Dennis James North appeals the judgment sentencing him to prison for second degree burglary, following an order revoking his probation.
While on probation, North was charged with assault with a deadly weapon and carrying a concealed firearm. He admitted being out of the jurisdiction without the permission of his probation officer, but denied the alleged criminal violations. At the evidentiary hearing North did not testify. He contends he was forced to an unfair election between his right to testify at the probation revocation hearing and his right to remain silent about the criminal charges.
North's claim of error was asserted before the Supreme Court decision in People v. Coleman, 13 Cal.3d 867, 120 Cal.Rptr. 384, 533 P.2d 1024. Coleman made the same argument as that advanced here claiming that since his testimony at the probation revocation hearing could be used against him at the related criminal trial ‘. . . the meaningful opportunity to be heard assured him by Morrissey v. Brewer (1972) 408 U.S. 471, 489, 92 S.Ct. 2593, 33 L.Ed.2d 484, . . . was essentially nugatory.’ (People v. Coleman, Supra, 13 Cal.3d 867, 871, 120 Cal.Rptr. 384, 389, 533 P.2d 1024, 1029.) The Supreme Court refused to consider the constitutional issues raised by Coleman; rather, under their inherent supervisory powers, they ceclared the following exclusionary rule:
‘We accordingly declare as a judicial rule of evidence that henceforth upon timely objection the testimony of a probationer at a probation revocation hearing held prior to the disposition of criminal charges arising out of the alleged violation of the conditions of his probation, and any evidence derived from such testimony, is inadmissible against the probationer during subsequent proceedings on the related criminal charges, save for purposes of impeachment or rebuttal. . . .’ (People v. Coleman, 13 Cal.3d 867, 889, 120 Cal.Rptr. 384, 402, 533 P.2d 1024, 1042.)

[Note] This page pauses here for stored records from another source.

PR #257, opened 2025-04-10
Fix bug when merging configs (global config work)

kemmerle:
## Description and Context
@camden11 discovered a bug when merging deprecated and global configs in the `hs config migrate` command: Properties that existed in the deprecated config but not in the global were not being properly migrated to the global config.  This PR fixes that bug. 

## TODO

- [ ] Address feedback 

## Who to Notify

### DIFF
--- a/config/migrate.ts
+++ b/config/migrate.ts
@@ -130,8 +130,12 @@ export function mergeConfigProperties(
   const conflicts: Array<ConflictProperty> = [];
 
   propertiesToCheck.forEach(prop => {
-    if (prop in globalConfig && prop in deprecatedConfig) {
-      if (force || globalConfig[prop] === deprecatedConfig[prop]) {
+    if (prop in deprecatedConfig) {
+      if (
+        force ||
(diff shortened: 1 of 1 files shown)


camden11 (approved):

config/migrate.ts
```diff
@@ -130,8 +130,12 @@ export function mergeConfigProperties(
...
 
   propertiesToCheck.forEach(prop => {
-    if (prop in globalConfig && prop in deprecatedConfig) {
-      if (force || globalConfig[prop] === deprecatedConfig[prop]) {
+    if (prop in deprecatedConfig) {
+      if (
+        force ||
+        !(prop in globalConfig) ||
+        globalConfig[prop] === deprecatedConfig[prop]
+      ) {
```
joe-yeager, line 138: Could be some tests to cover this function and make sure we don't add regressions?

kemmerle: I'll add tests as a fast follow--I want to get this out today before tomorrow's launch of global config.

Application of the rule is to be prospective only.
‘The rule is accordingly declared to be applicable only to probation revocation proceedings held on or after the date of the filing of this opinion.’ (People v. Coleman, 13 Cal.3d 867, 896, 120 Cal.Rptr. 384, 407, 533 P.2d 1024, 1047.)

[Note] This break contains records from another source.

PR #260, opened 2025-04-16
feat: Add the ability to debug log all the network requests

joe-yeager:
## Description and Context

Add the ability to debug log all of the network requests


brandenrodgers (approved):
Seems like a cool idea! I'm down to give it a try

PR #261, opened 2025-04-22
Fix the return type of the create dev test account api

brandenrodgers:
## Description and Context

The return type isn't the same as the dev test account shape. It includes a personal access key that we can immediately store in the CLI config. This prevents us from having to prompt the user for the key after creating the account.


kemmerle (approved):
Makes sense! :shipit:

joe-yeager (approved):

PR #263, opened 2025-04-25
Merge networking logging to right branch

joe-yeager:
## Description and Context

I had a PR for this previously and the target branch didn't update, so re opening targeting main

North, in a supplemental brief filed after the Coleman decision, claims his appeal is a probation revocation proceeding which is being decided after the date Coleman was filed and, thus, he is entitled to a reversal and the benefit of the exclusionary rule. However, the word ‘proceeding’ in the opinion is used interchangeably with the words ‘hearing’ and ‘trial’ (see e.g. People v. Coleman, Supra, 13 Cal.3d 867, 891, 120 Cal.Rptr. 384, 533 P.2d 1024); there is nothing to indicate the Supreme Court intended its new rule to apply to revocation hearings which had already been held once and were pending on appeal. In addition, the reason the rule was given prospective application was ‘the sound administration of justice.’ To give it retroactive effect by reversing would burden the lower courts with rehearings and retrials which would not further this goal.

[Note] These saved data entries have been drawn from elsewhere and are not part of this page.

PR #265, opened 2025-05-06
fix: Check if string is defined before attempting to access string methods

joe-yeager:
## Description and Context
Check if the string is defined before calling `str.replace`

### DIFF
--- a/lib/__tests__/text.test.ts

North contends we should reverse so we can avoid the constitutional issues which Coleman did not decide for the reason the Supreme Court thought it would be unwise to do so. Before examining the constitutional issue, however, we look to whether this decision, if made, would apply to North. As set out in In re Tahl, 1 Cal.3d 122, 134, 81 Cal.Rptr. 577, 586, 460 P.2d 449, 458, we must determine:
“(1) the purpose of the new rule; (2) the extent of reliance upon the old rule; and (3) the effect retroactive application would have upon the administration of justice.”
In this instance there had been complete reliance on the old practice of having probation hearings in advance of the criminal trial and making the probationer elect whether to stand mute or to defend himself at the revocation hearing and have that testimony admissible at trial. As noted above, retroactive application of the rule would adversely affect the administration of justice by burdening the court system with numerous rehearings and retrials. Under these circumstances, any constitutional ruling would not be retroactive and would not apply to North. We find it unnecessary to consider the constitutional claim.
GERALD BROWN, Presiding Justice.
AULT, J., and COUGHLIN,* J., assigned, concur.